Между Фрейдом и колдуном произошел словесный поединок. Фитаурари внимательно выслушивал каждую реплику.

— Одной рукой узел не развязать, — сказал Мендейла.

— Но можно разрубить, — сказал Фрейд.

— Поищи блох у леопарда и станешь мудрее, — посоветовал колдун.

— Если пет лука, не хватайся за стрелы.

— Шофер не грузчик, — изрек Мендейла.

— Писатель не издатель, — ответил Фрейд.

— Есть мудрая африканская пословица: «Колдун не любит худого человека».

— Врач не колдун, — ответил Фрейд.

— Зато колдун — врач.

— Чем дешевле еда, тем больше живот.

— Засунь банан себе в задницу, — присоветовал Мендейла Фрейду, а сам подумал: «C'est un sujet nerveux et bilieux — il n'en rechahhera pas».[40]

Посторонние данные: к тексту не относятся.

PR #7812, opened 2021-09-03
handle linear custom_jvp functions

mattjj:
I added a TODO expressing that we could offer more control over how custom_jvp functions interact with custom checkpointing policies, in the policy function (making more info about the custom_jvp function readily visible) and/or when the custom_jvp decorator is applied (some kind of annotation).

Another observation we made, relevant to follow-up work but not really requiring any particular follow-up work itself, is that this change affects more than just linear custom_jvp functions because of how jax.checkpoint relies on partial evaluation tracing (i.e. on JaxprTrace). That is, jax.checkpoint may be the only place in the system where partial evaluation 'unknowns' _don't_ correspond to linear inputs.

cc @jekbradbury

### DIFF
--- a/jax/_src/custom_derivatives.py
+++ b/jax/_src/custom_derivatives.py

«Mais que diable allait il faire dans cette galere?»[41] — подумал Фрейд по-французски, но сказал по-немецки:

— Zum Henker diese Russen![42]

При чем тут русские, никто так и не понял. Колдун заговорил о миражах, планетах, о шаровых молниях.

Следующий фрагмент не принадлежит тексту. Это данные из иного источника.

PR #7824, opened 2021-09-06
Fix argument names for jnp.ndarray.clip

### LINKED ISSUE #7823: Keyword arguments to jnp.ndarray.clip() do not follow the documentation
The following should work according to the docs (https://jax.readthedocs.io/en/latest/_autosummary/jax.numpy.ndarray.html), and it does work when using `numpy` instead of `jax.numpy`:

```python
import jax.numpy as jnp
jnp.zeros(3).clip(min=1)
```

However, in contrast to the docs, `jnp.ndarray.clip` actually expects the arguments to be called `a_min` and `a_max` respectively, just like `jnp.clip` does – i.e. `jnp.zeros(3).clip(a_min=1)` works.

khdlr:
Fixes #7823 by implementing `jnp.ndarray.clip` instead of directly delegating to `jnp.clip` (the implementation calls `jnp.clip` with renamed keywords).

Not sure where exactly the wrapping function `_clip` should go within the file `jax/_src/numpy/lax_numpy.py`.

Also not sure whether something needs to be done to not break the autodocs for `jnp.ndarray.clip`, since I could not get the docs to build locally.

### DIFF
--- a/jax/_src/numpy/lax_numpy.py
+++ b/jax/_src/numpy/lax_numpy.py
@@ -5946,6 +5946,20 @@ def _nbytes(arr):
   return size(arr) * _dtype(arr).itemsize
 
 
+def _clip(number, min=None, max=None, out=None, *, a_min=None, a_max=None):
+  # ndarray.clip has a slightly different API from clip (min -> a_min, max -> a_max)
+  # TODO: remove after deprecation window
+  if a_min is not None or a_max is not None:
+    warnings.warn('`a_min` and `a_max` keyword arguments to ndarray.clip are deprecated '
+                  'in favor of `min` and `max` for compatibility with numpy. '
+                  'They will be removed in JAX 0.22.2', FutureWarning)
+  if min is None and a_min is not None:
+    min = a_min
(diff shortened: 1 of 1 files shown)


jakevdp:
Looks great, thanks!

jakevdp (approved):

jakevdp:
This may take a bit of time to merge, because I found a few downstream uses of the `a_min` and `a_max` keywords in the `clip` method.

khdlr:
I thought that might happen. But it's not a critical issue, and I guess that people who are confused by the current behaviour will come across #7824 which explains how to work around it for now :upside_down_face:

jakevdp:
Maybe the best approach would be a deprecation cycle: accept `a_min` and `a_max` as keyword-only arguments in the new version of the function, and if they are used raise a warning that they're going away in JAX version 0.2.22 (the release after next)

khdlr:
Sounds good, pushed the corresponding changes just now :+1:

jakevdp (approved):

Фитаурари придвинул ему стакан коньяка с молоком.

— Склонись перед карликом, — сказал Фитаурари колдуну на суахили. — Ты снова сможешь выпрямиться во весь рост, а он — никогда.

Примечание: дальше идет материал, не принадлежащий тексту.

PR #7847, opened 2021-09-07
add random key array type to public module

froystig:
This is meant to allow for downstream type annotations and checking (e.g. via `isinstance`).

### DIFF
--- a/jax/random.py
+++ b/jax/random.py
@@ -78,6 +78,10 @@ for the design and its motivation.
 
 # flake8: noqa: F401
 
+# TODO(frostig): replace with KeyArray from jax._src.random once we
+# always enable_custom_prng
+from jax._src.prng import PRNGKeyArray as KeyArray
+
 from jax._src.random import (
   PRNGKey,
   bernoulli,


LenaMartens (approved):

tomhennigan:
Is there a way we can make the name of type `PRNGKey` rather than `PRNGKeyArray` (purely for cosmetic reasons)?

For example we could implement `__new__` to support the old behaviour of creating an ndarray or the new type?

```python
class PRNGKey:
  def __new__(self, ..):
    if legacy_behaviour:
      # construct and return an ndarray
    else:
      # construct and return a PRNGKey
```

froystig:
> Is there a way we can make the name of type `PRNGKey` rather than `PRNGKeyArray` (purely for cosmetic reasons)?

I had in mind:

```python
from jax import vmap, random, numpy as jnp
seeds = jnp.arange(4)
keys = vmap(random.PRNGKey)(seeds)
```

Here `keys.shape` is `(4,)` i.e. it serves as an array of keys. I found it confusing to say that `keys` is a PRNGKey and not an array of keys. But I can see the back-compat rationale...

> For example we could implement `__new__` to support the old behaviour of creating an ndarray or the new type?
> 
> ```python
> class PRNGKey:
>   def __new__(self, ..):
>     if legacy_behaviour:
>       # construct and return an ndarray
>     else:
>       # construct and return a PRNGKey
> ```

Clever!

This all would have been easier if we had not, for so long, exposed the function `random.PRNGKey`, which is capitalized to suggest a type. I think it would be better called `random.seed` simply. A question is whether to "correct" for that now, continue to roll with it entirely, or do something in between.

tomhennigan:
Sorry for the delay getting back to you! I'd suggest we roll forward with the PR as is.

Definitely agree it is unfortunate that PRNGKey is named as it is (given that it is not a type). Renaming that to `seed` as you suggest and keeping `PRNGKeyArray` sounds like a nice improvement that we could think about doing later on.

PR #7869, opened 2021-09-09
Add `jnp.get_printoptions` and `jnp.printoptions`.

dan-zheng:
`jnp.set_printoptions` already exists (579665b1b0ee8caa0f154d6677cd4b13be6adc3f) but other printing utilities do not.

`jnp.get_printoptions` forwards [`numpy.get_printoptions`](https://numpy.org/doc/stable/reference/generated/numpy.get_printoptions.html).
`jnp.printoptions` forwards [`numpy.printoptions`](https://numpy.org/doc/stable/reference/generated/numpy.printoptions.html).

— Выставленное на продажу становится грязным, — сказал колдун о психоанализе.

Фитаурари и колдун поняли друг друга. Фрейда следовало вежливо спровадить, чтобы не нанести ему психологической травмы. Колдун повел Фрейда в дворцовые закрома, вы- писал у имперского казначея аванс в счет гонорара — полный котелок (шляпу) электрума, килограмма три («Этого gouvn'a нам не жалко, пусть только сваливает», — тихо сказал Фитаурари колдуну), — Мендейла насыпал золотой песок в котелок Фрейду и утрамбовывал, чтобы побольше влезло, наконец взял котелок за поля, нахлобучил его на голову Фрейду и дружелюбно поддал коленом под зад. Обошлось без травмы. Тот и уехал с полным котелком гонорара в свою распадавшуюся Австро-Венгрию (и перешел все границы, никто не догадался заглянуть под котелок) лечить психоанализом бравых австрийских солдат Швейков (что, конечно, нонсенс — лечил богатеньких австро-венгерских генералов) и дожидаться своего щастя. Но последовали послевоенный кризис, предвоенный аншлюс, баварская авантюра, остальное известно. Таким образом, Фрейд был вежливо удалей из Офира, но он повадился возвращаться — кто хоть раз побывал в Офире, тот всю жизнь стремится в Офир. Он сделал вид, что отплыл в Америку читать лекции, а сам мотанул в Офир. Теперь он уважал колдуна и не выпендривался при встречах с ним.

Состоялся консилиум с Фрейдом насчет поэтического эксперимента — что он присоветует? Фрейд не любил стихи и поэтов, хотя и не отказался применить свой психоанализ к перспективам выведения африканского Пушкина, но, конечно, за дополнительную плату.

— Забавно. Лихо. Покажите вашего мальчика, — пробормотал Фрейд.

Ему привели Сашка.

— Где вы такого взяли? — удивился Фрейд. — В Украине? Где находится эта страна? Папу помнишь? Маму помнишь?

Сашку Фрейд не понравился, Сашко молчал и ковырял в носу.

— Вам надо поторопиться, — сказал Фрейд Гамилькару. — Мальчик в 12 лет уже мужчина, а первые соки самые драгоценные, как молодое вино. К старости сперма устает.

Тут Фрейд был прав.

ГЛАВА 4. Обыск без ордера на обыск

Мне снилось — мы умерли оба.

Н. Гумилев

Гайдамака осторожно оглянулся. За его спиной ничего особенного не происходило, но в углу кабинета неприметно сидел на стуле человек… наверно, не человек, а товарищ… возможно, не товарищ, а гражданин… — Гайдамака в этой иерархии окончательно запутался — в синем, вроде бы больничном, халате с закатанными рукавами, закинув голые ногу за ногу в поношенных шлепанцах. Сидел он неподвижно, как к стулу приклеенный, с легкой дрожью в босом колене, и смотрел строго перед собой в одну точку куда-то под стул Гайдамаки, на его стоптанные каблуки, и как будто здесь не присутствовал.